1つの到達点になった「白州18年」
それを物語るエピソードを聞いた。ブレンダー室配属初日、輿石さんを待っていたのは、一種異様な光景だったという。
「テーブルの上に並んだグラスを、先輩たちが黙って順に香りをみて、口に含んでいく。違うと感じたグラスは、少しだけ前に押し出す。それだけなんです」
言葉のないやり取りに、戸惑った。とんでもないところに来てしまった。自分に務まる仕事なのかと、不安がよぎった。

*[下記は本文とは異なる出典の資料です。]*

PR #4067, opened 2026-06-07
fix(swap): show localized "trading halted" message instead of raw route error

### LINKED ISSUE #4058: Swap: show granular "Trading temporarily halted" instead of raw/generic route error
## What
When a swap fails because the destination chain is **halted upstream** (THORChain/MAYAChain trading pause), the error tooltip shows the raw upstream string (via `extractErrorMsg`) or a generic message — users can't tell a temporary halt (retry later) from an unsupported pair.

## Repro
ETH → ZEC today: MAYAChain has ZEC trading paused (`inbound_addresses` ZEC `halted=true, chain_trading_paused=true`; Maya quote returns `"trading is halted, can't process swap"`).

## Where (Windows)
- `core/ui/vault/swap/form/SwapForm.tsx:36-49` — `errorMessage = extractErrorMsg(error)` passes the raw provider error straight through.
- `core/ui/vault/swap/form/SwapErrorTooltip.tsx` — renders that string verbatim.

## Suggested fix
Detect `"trading is halted"` / `"trading halted"` (case-insensitive) in the swap error path and map to a clean localized i18n string (*"Trading for this asset is temporarily halted. Try again later."*) before it reaches the tooltip.

## Notes
- Enhancement / copy-clarity, not a funds bug.
- Cross-platform: companion issues filed on Android + iOS.
- Platform: Windows (desktop/extension).

Ehsan-saradar:
## Description

When a swap fails because trading is halted upstream (e.g. MAYAChain pauses ZEC trading), the form previously showed the raw aggregator error — "No swap route found after trying THORChain, MayaChain, SwapKit." — which is indistinguishable from an unsupported pair. The SDK's `findSwapQuote` already classifies this case and throws `SwapError` with code `SWAP_TRADING_HALTED` (shipped in `@vultisig/core-chain` 2.10.1). This PR maps that typed error code to a localized message in the swap form, so users see a clear, actionable string instead.

Now renders: **"Trading for this asset is temporarily halted. Please try again later."**

Implementation keys off the typed `SwapErrorCode.TradingHalted` rather than string-matching the English message, so it won't regress if the SDK wording changes.

Fixes #4058

## Which feature is affected?

1. Swap — error-message UX only; no transaction is produced on the halted path

## Checklist

1. I have performed a self-review of my code
2. I have commented my code, particularly in hard-to-understand areas
3. My changes generate no new warnings

Repro: Swap **ETH → ZEC** while MAYAChain has ZEC trading paused. Tooltip shows the localized halted message instead of the generic no-route error.

## Additional context

- Two files changed: `SwapForm.tsx` (typed-code detection) and `en.ts` (`swap_trading_halted` string).
- No SDK change needed — the halt classification already landed in core-chain 2.10.1 (#604).
- Verified against the live MAYAChain quote API, which currently returns `"trading is halted, can't process swap"` for ETH→ZEC.

## Summary by CodeRabbit

* **Bug Fixes**
  * Improved swap error handling: when an asset’s trading is temporarily halted, users now see a clear, specific message advising to try again later instead of a generic error.

* **Localization**
  * Added the trading-halted message across locales (en, de, es, hr, it, ko, nl, pt, ru, zh) so the UI displays the new, user-facing text in supported languages.


core/ui/i18n/locales/en.ts
```diff
@@ -932,6 +932,8 @@ export const en = {
   swap_fee: 'Swap Fee',
   swap_overview: 'Swap overview',
   swap_same_asset: 'Cannot swap between the same asset',
+  swap_trading_halted:
+    'Trading for this asset is temporarily halted. Please try again later.',
```
johnnyluo, line 985: Translation

rcoderdev (approved):

core/ui/i18n/locales/en.ts
Ehsan-saradar: Added in 3d5701c — synced all locales with yarn translate.

PR #4082, opened 2026-06-09
feat(extension): decode Sui PTBs and render Blockaid swap/send intent

### LINKED ISSUE #4070: [Add] Decode Sui PTB inputs and commands in the dApp sign popup
# [Add] Decode Sui PTB inputs and commands in the dApp sign popup

## Problem
Follow-up to #4069 (Phase 2 Sui dApp signing). End-to-end signing through MPC works, and the popup header reads "Sign Transaction" for Sui PTBs — but the user only sees the **raw base64 PTB bytes** in the collapsed details section. There's no decoded view of what the transaction does: no sender, no fee summary, no list of MoveCalls, no transfers.

Sui dApps using `sui:signTransactionBlock` / `sui:signTransaction` ship arbitrary Programmable Transaction Blocks. A swap dApp's PTB typically splits a coin, calls a DEX module, transfers the resulting object, and pays gas — the user has no way to verify any of that today. This is the biggest remaining UX gap for production-quality Sui dApp support.

## Solution
Build a Sui PTB parser at `core/inpage-provider/popup/view/resolvers/sendTx/core/sui/parser.ts` that decodes the base64 PTB via `@mysten/sui/bcs` into a typed `SuiTxData` shape, then add a Sui case to `customTxData.ts` and a Sui rendering branch in `SendTxOverview.tsx` (or a sibling `SignSuiDisplay` component). The Solana parser is the reference for shape and integration. This mirrors how every other chain's dApp tx display works in the popup today, so the dApp request flow becomes consistent across chains.

### Must Do
- [ ] Add `core/inpage-provider/popup/view/resolvers/sendTx/core/sui/parser.ts` that decodes a base64-encoded built PTB into a typed `SuiTxData`:
  - `sender`, `gasBudget`, `gasPrice`, `gasPayment: SuiObjectRef[]`
  - `inputs: PtbInput[]` — typed pure values (`u8` / `u64` / `bool` / `string` / `address` / `vector<u8>`) and object refs (`ImmOrOwnedObject` / `SharedObject` / `Receiving`)
  - `commands: PtbCommand[]` — discriminated union over `MoveCall { package, module, function, typeArguments, arguments }`, `TransferObjects`, `SplitCoins`, `MergeCoins`, `MakeMoveVec`, `Publish`, `Upgrade`
  - Arguments use the BCS `Argument` enum (`GasCoin`, `Input(idx)`, `Result(idx)`, `NestedResult(idx, sub_idx)`) and resolve to references the UI can render
- [ ] Extend `CustomTxData` in `core/inpage-provider/popup/view/resolvers/sendTx/core/customTxData.ts` with a `sui` variant carrying `SuiTxData`, and add a Sui case in the `serialized:` matcher before the existing Solana fall-through
- [ ] Add a Sui rendering path in `core/inpage-provider/popup/view/resolvers/sendTx/SendTxOverview.tsx` (or a new `SignSuiDisplay` component sibling to `SignSolanaDisplay` / `SignTonDisplay`). Render:
  - Sender address row
  - Network row (Sui mainnet)
  - Decoded commands list — each `MoveCall` shows `package::module::function` (with addresses truncated) and a collapsed view of its arguments; `TransferObjects` / `SplitCoins` / `MergeCoins` shown in plain terms
  - A network-fee section using `gasBudget * gasPrice` (in SUI)
- [ ] For `MoveCall` arguments referencing `Input(idx)`, surface the resolved pure value (decoded per the BCS pure type) or object ref alongside the call. Vectors of bytes longer than ~32 bytes shown truncated with a "show full" expander.

### Must NOT Do
- Don't change the existing Sui signing flow (`getCustomMessageHex` `sui` case, the inpage `signSuiTransaction` / `signSuiPersonalMessage` helpers, the background `suiBuildTransaction` / `suiExecuteTransaction` resolvers). Display only.
- Don't modify the `SuiSpecific` proto here — that's a separate follow-up (see Out of Scope).
- Don't add new SDK helpers outside `@vultisig/core-chain/chains/sui/*` if avoidable; reuse what #4069 introduced.

### Out of Scope
- Routing PTBs through the sendTx popup with a real `KeysignPayload` (the `SuiSpecific.unsigned_tx_msg` proto change). Tracked separately. If that lands first, this issue's display branch lives natively inside `SendTxOverview`; if this lands first, the display sits in the signMessage popup's Default Overview instead — uglier but functional.
- Symbolic resolution of `Result(idx)` / `NestedResult(idx, sub_idx)` arguments back to the producing command (this scope renders them as `↳ result of cmd N`).
- ABI-aware MoveCall argument decoding (looking up the on-chain function signature and labeling args by name).
- Object-type display (recognising "this object is a `Coin<SUI>`" — requires an RPC call per object).
- Blockaid Sui simulation integration.
- Decoded display for transactions that arrived via `sui:signTransaction` v2 in deferred-build form — handle whichever path the popup actually receives.

## Acceptance Criteria
- [ ] On a Sui DEX swap, the popup shows: sender address, decoded `package::module::function` for each MoveCall, the gas budget × gas price as a SUI fee, and the input values referenced by the calls
- [ ] On a simple `TransferObjects` PTB (e.g. send an NFT), the popup shows the recipient address and the object reference being transferred instead of opaque bytes
- [ ] Unknown / unsupported command variants render as a labeled fallback row rather than crashing
- [ ] No regression on the existing Solana / Ton / EVM / Cosmos sendTx popup branches

Ehsan-saradar:
## Summary

Implements #4070 and adds Blockaid simulation-driven "You're swapping / sending" headline for Sui dApp transactions in the signMessage popup.

When a Sui dApp asks for `sui_sign_transaction`, the popup now renders three new panels above the existing raw-bytes collapse:

1. **Blockaid intent panel** (`SuiTxIntentDisplay`) — calls `/sui/transaction/scan` directly from the popup with `options: ['simulation']`, parses into `{ swap } | { transfer }`, and renders through the same `SwapAmountDisplay` + `IconWrapper` + `HorizontalLine` stack the Solana sendTx popup uses. Visual parity with the Solana view.
2. **Decoded transaction summary** — sender / gas budget (formatted in SUI) / gas price (MIST) as a static `<Panel>`.
3. **Collapsable Commands + Inputs** — `SignSuiTransactionDisplay` decodes the PTB via `@mysten/sui/bcs` and renders each `MoveCall`, `TransferObjects`, `SplitCoins`, `MergeCoins`, etc. with their arguments labelled.

Two RPC enrichments run in parallel in the popup (extension context — no CSP / background hop required):

- `getNormalizedMoveFunction` per distinct `MoveCall` — parameter types feed an `InputHint` map so each `Pure` input is decoded against the Move type the consuming call actually expects (disambiguates `bool` / `u8` and address vs `u256` for the 32-byte case).
- `multiGetObjects` (`showType: true`) so object inputs show their on-chain type tag (e.g. `coin::Coin<sui::SUI>`) instead of a 32-byte hash. A static map labels framework singletons (`Clock`, `SuiSystemState`, `Random`, `DenyList`) and well-known standard-library calls (`0x2::coin::zero` → "Create empty Coin", etc.) with zero RPC cost.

「わからないことは、聞くしかない。理由を教えてもらい、もう一度、原酒の香りをみて、口にふくんで、香味を確かめる。それをくり返しました」
ひたすら飲んで、利く。「原酒の使い方」や「ブレンドの仕方」を先輩から学ぶまでには、さらに数年の月日が経っていた。
「ウイスキーにおける原酒の“構成”を教わるんです。たとえば、スパニッシュオークの原酒をこんなふうにブレンドしたら、より『白州』らしくなりますよ、というレシピです」
それを自分の舌で確かめ新たな味を探すなか、1つの到達点になったのが、前述の「白州18年」だった。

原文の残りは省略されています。